* **WORK REQUIRED**: Before answering, work out how many lines below contain the string "pull"; the reply is that number alone.

* **EXERCISE INPUT**:
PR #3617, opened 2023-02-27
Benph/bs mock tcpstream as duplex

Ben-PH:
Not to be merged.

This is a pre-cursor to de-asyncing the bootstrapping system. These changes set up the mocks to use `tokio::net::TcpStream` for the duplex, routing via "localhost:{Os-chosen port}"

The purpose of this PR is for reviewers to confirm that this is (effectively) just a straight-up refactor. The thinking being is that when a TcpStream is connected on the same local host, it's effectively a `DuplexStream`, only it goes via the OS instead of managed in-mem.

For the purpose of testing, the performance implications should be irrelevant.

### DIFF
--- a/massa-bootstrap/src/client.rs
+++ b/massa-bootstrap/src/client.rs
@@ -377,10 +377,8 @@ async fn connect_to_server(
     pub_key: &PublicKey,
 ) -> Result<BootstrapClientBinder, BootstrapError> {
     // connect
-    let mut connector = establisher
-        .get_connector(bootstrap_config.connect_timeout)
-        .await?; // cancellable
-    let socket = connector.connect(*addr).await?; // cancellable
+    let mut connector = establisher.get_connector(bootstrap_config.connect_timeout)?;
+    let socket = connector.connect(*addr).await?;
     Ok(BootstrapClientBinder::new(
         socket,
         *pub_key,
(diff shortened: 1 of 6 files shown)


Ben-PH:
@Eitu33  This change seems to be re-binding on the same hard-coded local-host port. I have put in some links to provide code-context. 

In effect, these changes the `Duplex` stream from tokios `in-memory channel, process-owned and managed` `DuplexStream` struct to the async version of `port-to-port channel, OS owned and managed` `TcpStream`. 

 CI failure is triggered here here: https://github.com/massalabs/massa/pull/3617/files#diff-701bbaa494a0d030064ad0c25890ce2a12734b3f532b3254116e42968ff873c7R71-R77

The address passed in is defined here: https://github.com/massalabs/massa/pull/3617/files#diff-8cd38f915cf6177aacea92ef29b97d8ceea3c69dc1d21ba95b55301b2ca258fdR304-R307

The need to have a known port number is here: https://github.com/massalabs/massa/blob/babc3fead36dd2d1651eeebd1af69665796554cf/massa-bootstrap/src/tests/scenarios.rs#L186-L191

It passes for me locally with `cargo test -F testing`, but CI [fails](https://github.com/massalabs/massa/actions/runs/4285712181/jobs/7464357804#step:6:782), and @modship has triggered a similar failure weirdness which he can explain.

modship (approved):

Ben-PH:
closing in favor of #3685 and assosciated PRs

...

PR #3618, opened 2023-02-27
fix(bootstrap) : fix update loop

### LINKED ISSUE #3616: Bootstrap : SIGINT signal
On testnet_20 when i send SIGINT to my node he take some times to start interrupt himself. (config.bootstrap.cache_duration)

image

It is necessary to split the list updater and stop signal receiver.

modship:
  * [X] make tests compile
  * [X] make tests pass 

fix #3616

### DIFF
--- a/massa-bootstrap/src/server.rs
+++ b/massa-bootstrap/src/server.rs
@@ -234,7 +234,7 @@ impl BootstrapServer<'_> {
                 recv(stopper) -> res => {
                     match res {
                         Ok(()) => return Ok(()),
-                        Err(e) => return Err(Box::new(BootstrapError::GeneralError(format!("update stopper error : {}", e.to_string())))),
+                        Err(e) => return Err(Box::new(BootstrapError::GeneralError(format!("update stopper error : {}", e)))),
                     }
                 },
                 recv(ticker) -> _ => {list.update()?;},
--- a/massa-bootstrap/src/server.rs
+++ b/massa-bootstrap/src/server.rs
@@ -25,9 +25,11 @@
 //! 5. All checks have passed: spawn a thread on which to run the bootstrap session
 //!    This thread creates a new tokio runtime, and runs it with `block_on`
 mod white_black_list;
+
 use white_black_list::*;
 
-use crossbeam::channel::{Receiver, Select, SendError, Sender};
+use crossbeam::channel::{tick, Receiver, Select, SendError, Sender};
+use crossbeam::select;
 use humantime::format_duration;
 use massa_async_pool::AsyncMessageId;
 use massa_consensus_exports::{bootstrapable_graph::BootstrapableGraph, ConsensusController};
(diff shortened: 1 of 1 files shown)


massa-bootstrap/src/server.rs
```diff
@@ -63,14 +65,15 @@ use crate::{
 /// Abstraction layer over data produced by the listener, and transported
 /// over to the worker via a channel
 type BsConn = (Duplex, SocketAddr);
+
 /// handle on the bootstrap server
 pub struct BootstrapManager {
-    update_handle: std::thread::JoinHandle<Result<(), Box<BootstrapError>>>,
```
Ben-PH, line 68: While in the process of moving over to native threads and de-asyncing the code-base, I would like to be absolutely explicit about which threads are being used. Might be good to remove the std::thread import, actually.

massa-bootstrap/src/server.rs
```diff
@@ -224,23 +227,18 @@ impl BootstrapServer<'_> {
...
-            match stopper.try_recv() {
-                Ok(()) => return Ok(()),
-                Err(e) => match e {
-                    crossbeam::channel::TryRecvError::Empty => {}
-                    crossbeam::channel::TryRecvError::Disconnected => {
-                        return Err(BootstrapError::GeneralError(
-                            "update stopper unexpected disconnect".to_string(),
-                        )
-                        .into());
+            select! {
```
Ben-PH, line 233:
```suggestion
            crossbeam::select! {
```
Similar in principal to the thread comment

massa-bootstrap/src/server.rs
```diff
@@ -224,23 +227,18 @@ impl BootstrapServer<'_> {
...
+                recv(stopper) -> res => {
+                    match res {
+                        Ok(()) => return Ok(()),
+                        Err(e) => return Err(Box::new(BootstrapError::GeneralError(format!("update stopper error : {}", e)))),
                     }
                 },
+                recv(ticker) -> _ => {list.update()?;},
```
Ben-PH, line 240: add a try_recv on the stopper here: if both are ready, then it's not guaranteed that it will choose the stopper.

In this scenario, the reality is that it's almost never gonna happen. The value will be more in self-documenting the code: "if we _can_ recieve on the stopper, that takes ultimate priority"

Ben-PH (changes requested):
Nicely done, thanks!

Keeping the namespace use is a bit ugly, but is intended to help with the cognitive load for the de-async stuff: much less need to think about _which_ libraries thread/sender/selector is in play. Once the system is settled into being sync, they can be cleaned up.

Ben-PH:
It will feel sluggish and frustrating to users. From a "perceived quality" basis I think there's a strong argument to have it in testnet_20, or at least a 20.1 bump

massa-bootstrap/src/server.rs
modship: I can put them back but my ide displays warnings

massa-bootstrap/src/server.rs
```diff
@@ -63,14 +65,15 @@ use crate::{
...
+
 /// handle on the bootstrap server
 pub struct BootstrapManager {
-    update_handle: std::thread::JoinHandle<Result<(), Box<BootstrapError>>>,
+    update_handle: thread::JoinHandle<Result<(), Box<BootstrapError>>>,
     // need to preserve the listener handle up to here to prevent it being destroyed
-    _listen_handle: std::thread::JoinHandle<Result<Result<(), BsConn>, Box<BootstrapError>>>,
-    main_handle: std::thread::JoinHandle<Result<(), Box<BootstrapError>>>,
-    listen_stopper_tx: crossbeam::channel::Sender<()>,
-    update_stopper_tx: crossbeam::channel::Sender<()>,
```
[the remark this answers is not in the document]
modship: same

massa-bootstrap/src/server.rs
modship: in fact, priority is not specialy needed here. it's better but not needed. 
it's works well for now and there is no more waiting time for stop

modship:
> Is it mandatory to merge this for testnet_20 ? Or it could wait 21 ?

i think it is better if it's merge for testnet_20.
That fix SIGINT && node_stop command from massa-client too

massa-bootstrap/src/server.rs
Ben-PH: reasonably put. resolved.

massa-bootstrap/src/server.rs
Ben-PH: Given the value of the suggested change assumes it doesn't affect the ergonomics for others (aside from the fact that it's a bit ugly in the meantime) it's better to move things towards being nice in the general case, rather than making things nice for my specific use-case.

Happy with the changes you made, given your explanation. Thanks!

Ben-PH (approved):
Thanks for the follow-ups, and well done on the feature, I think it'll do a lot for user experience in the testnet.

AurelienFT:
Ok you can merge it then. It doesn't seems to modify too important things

* **RESPONSE FOR THIS EXERCISE**: 2